Problem: Old-school accountability tests are crude measurements of student learning.
Solution: Build a better test.

March 18, 2008

Credit: Gregory Cherin

Past: Traditional standardized tests deaden teaching and inaccurately measure student learning.

When I was a younger education reporter in the old mill town of Lawrence, Massachusetts, the big day came when the state released scores on its school accountability tests. The Massachusetts Comprehensive Assessment System, better known and feared as the MCAS, fulfills the requirements of the federal No Child Left Behind Act through annual tests in English and math (and now additional subjects).

I scrutinized pages of numbers and wrote a story on the success and failure of nearby schools. My editors played it big on the front page because they knew parents would look anxiously at their school's results and homeowners would mentally adjust their property values based on the scores. I prodded principals and superintendents to explain their schools' leaps or stumbles.

And unwittingly, I played right into the dominant illusion that these bloodless test scores are the most definitive measure of a school's success -- and that they measure what's most important.

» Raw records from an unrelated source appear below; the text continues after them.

PR #852, opened 2024-03-01
feat: add descriptionPlacement support in item settings

ReidyT:
This PR refer to graasp/graasp-ui#694.

### DIFF
--- a/src/services/item/fluent-schema.ts
+++ b/src/services/item/fluent-schema.ts
@@ -25,7 +25,8 @@ const settings = S.object()
   .prop('isResizable', S.boolean())
   .prop('hasThumbnail', S.boolean())
   .prop('ccLicenseAdaption', S.string())
-  .prop('displayCoEditors', S.boolean());
+  .prop('displayCoEditors', S.boolean())
+  .prop('descriptionPlacement', S.string());
 
 export const partialMember = S.object()
   .additionalProperties(false)
--- a/src/services/item/fluent-schema.ts
+++ b/src/services/item/fluent-schema.ts
@@ -2,6 +2,7 @@
 import S, { JSONSchema, ObjectSchema } from 'fluent-json-schema';
 
 import {
+  DescriptionPlacement,
   ItemType,
   MAX_ITEM_NAME_LENGTH,
   MAX_TARGETS_FOR_MODIFY_REQUEST,
@@ -26,7 +27,7 @@ const settings = S.object()
   .prop('hasThumbnail', S.boolean())
   .prop('ccLicenseAdaption', S.string())
   .prop('displayCoEditors', S.boolean())
-  .prop('descriptionPlacement', S.string());
+  .prop('descriptionPlacement', S.enum(Object.values(DescriptionPlacement)));
 
 export const partialMember = S.object()
   .additionalProperties(false)
--- a/src/services/item/fluent-schema.ts
+++ b/src/services/item/fluent-schema.ts
@@ -18,8 +18,8 @@ import { Ordering, SortBy } from './types';
  * for serialization
  */
 const settings = S.object()
-  // allow additional properties mostly for apps custom settings
-  .additionalProperties(true)
+  // Setting additional properties to false will only filter out invalid properties.
+  .additionalProperties(false)
   .prop('isPinned', S.boolean())
   .prop('tags', S.array())
   .prop('showChatbox', S.boolean())
--- a/src/services/item/fluent-schema.ts
+++ b/src/services/item/fluent-schema.ts
@@ -20,6 +20,8 @@ import { Ordering, SortBy } from './types';
 const settings = S.object()
   // Setting additional properties to false will only filter out invalid properties.
   .additionalProperties(false)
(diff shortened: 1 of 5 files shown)


src/services/item/repository.ts
```diff
@@ -92,13 +94,18 @@ export const ItemRepository = AppDataSource.getRepository(Item).extend({
       parsedExtra = { folder: { childrenOrder: [] } };
     }
 
+    const finalSettings = {
+      ...settings,
+      ...(settings.hasThumbnail === undefined ? DEFAULT_THUMBNAIL_SETTING : {}),
```
pyphilia, line 99: Why not destructure before `...settings` in all cases? Are there cases where we don't want to add the default thumbnail props?
Actually I think if you do 
```
...DEFAULT_SETTINGS,
...settings
```
it should work as well, won't it?

src/services/item/repository.ts
```diff
@@ -31,7 +31,9 @@ import { ItemChildrenParams } from './types';
 import { _fixChildrenOrder, sortChildrenWith } from './utils';
 
 type ItemSettings = DiscriminatedItem['settings'];
-export const DEFAULT_ITEM_SETTINGS: ItemSettings = {
+export const DEFAULT_ITEM_SETTINGS: ItemSettings = {};
```
pyphilia, line 34: Do you still use it? Maybe see my other comment before changing here.

src/services/item/fluent-schema.ts
```diff
@@ -25,7 +25,8 @@ const settings = S.object()
   .prop('isResizable', S.boolean())
   .prop('hasThumbnail', S.boolean())
   .prop('ccLicenseAdaption', S.string())
-  .prop('displayCoEditors', S.boolean());
+  .prop('displayCoEditors', S.boolean())
+  .prop('descriptionPlacement', S.string());
```
pyphilia, line 29: Not sure but maybe you can have an enum here?

src/services/item/test/index.test.ts
```diff
@@ -237,6 +238,23 @@ describe('Item routes tests', () => {
...
+          method: HttpMethod.Post,
+          url: `/items`,
+          payload,
+        });
+
+        const newItem = response.json();
+        expectItem(newItem, payload, actor);
+        expect(response.statusCode).toBe(StatusCodes.OK);
+        expect(newItem.settings.descriptionPlacement).toBe(DescriptionPlacement.ABOVE);
+        expect(newItem.settings.hasThumbnail).toBeFalsy();
```
pyphilia, line 255: Are you checking `false` or `undefined`? `isFalsy` checks both, so it might be worth to use either `isUndefined` or `isEqual(false)`

src/services/item/test/index.test.ts
```diff
@@ -1927,6 +1945,35 @@ describe('Item routes tests', () => {
...
+        const newItem = response.json();
+
+        // this test a bit how we deal with extra: it replaces existing keys
+        expectItem(newItem, {
+          ...item,
+          ...payload,
+        });
+        expect(response.statusCode).toBe(StatusCodes.OK);
+        expect(newItem.settings.descriptionPlacement).toBe(DescriptionPlacement.ABOVE);
+        expect(newItem.settings.hasThumbnail).toBeFalsy();
```
pyphilia, line 1974: Same as above.

pyphilia (changes requested):
Overall changes are good, I just have a question about how you actually deal with thumbnails' properties, thanks for the PR! 🍳

src/services/item/repository.ts
ReidyT: Yes it should, I will update it 👍

src/services/item/test/index.test.ts
ReidyT: Ah okay, I will change that

src/services/item/fluent-schema.ts
ReidyT: Yep, you're right

src/services/item/test/index.test.ts
```diff
@@ -1927,6 +1945,35 @@ describe('Item routes tests', () => {
...
+        // this test a bit how we deal with extra: it replaces existing keys
+        expectItem(newItem, {
+          ...item,
+          ...payload,
+        });
+        expect(response.statusCode).toBe(StatusCodes.OK);
+        expect(newItem.settings.descriptionPlacement).toBe(DescriptionPlacement.ABOVE);
+        expect(newItem.settings.hasThumbnail).toBe(false);
+      });
+
```
pyphilia, line 1976: Add a test that throws for updating a setting that is not allowed? Since you nicely added this check in the schema!

pyphilia (approved):
👍

src/services/item/test/index.test.ts
ReidyT: As mentioned in Slack, the schema will only filter the bad settings without throwing. For now, I written some tests to check this behaviour. If we want to throw an error, we will have to update the code.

Cold, hard numbers have a way of seeming authoritative, but accountability tests are not the infallible and insightful report cards we (and our state governments) imagine them to be. The educational assessment tests states use today have two fundamental flaws: They encourage the sort of mind-numbing drill-and-kill teaching educators (and students) despise, and, just as important, they don't tell us much about the quality of student learning.

"We are totally for accountability, but we've got the wrong metrics," says John Bransford, a professor of education at Seattle's University of Washington who studies learning and designs assessments. "These tests are the biggest bottleneck to education reform."

Hobbled by History

Jennifer Simone, a fifth-grade teacher at Deerfield Elementary School, in Edgewood, Maryland, is acutely aware of the limitations of standardized tests. Her curriculum must emphasize subjects for which the state accountability test measures proficiency -- math, reading, and science. Social studies? Though the subject is on her master schedule, if there is a shortened school day, it gets dropped.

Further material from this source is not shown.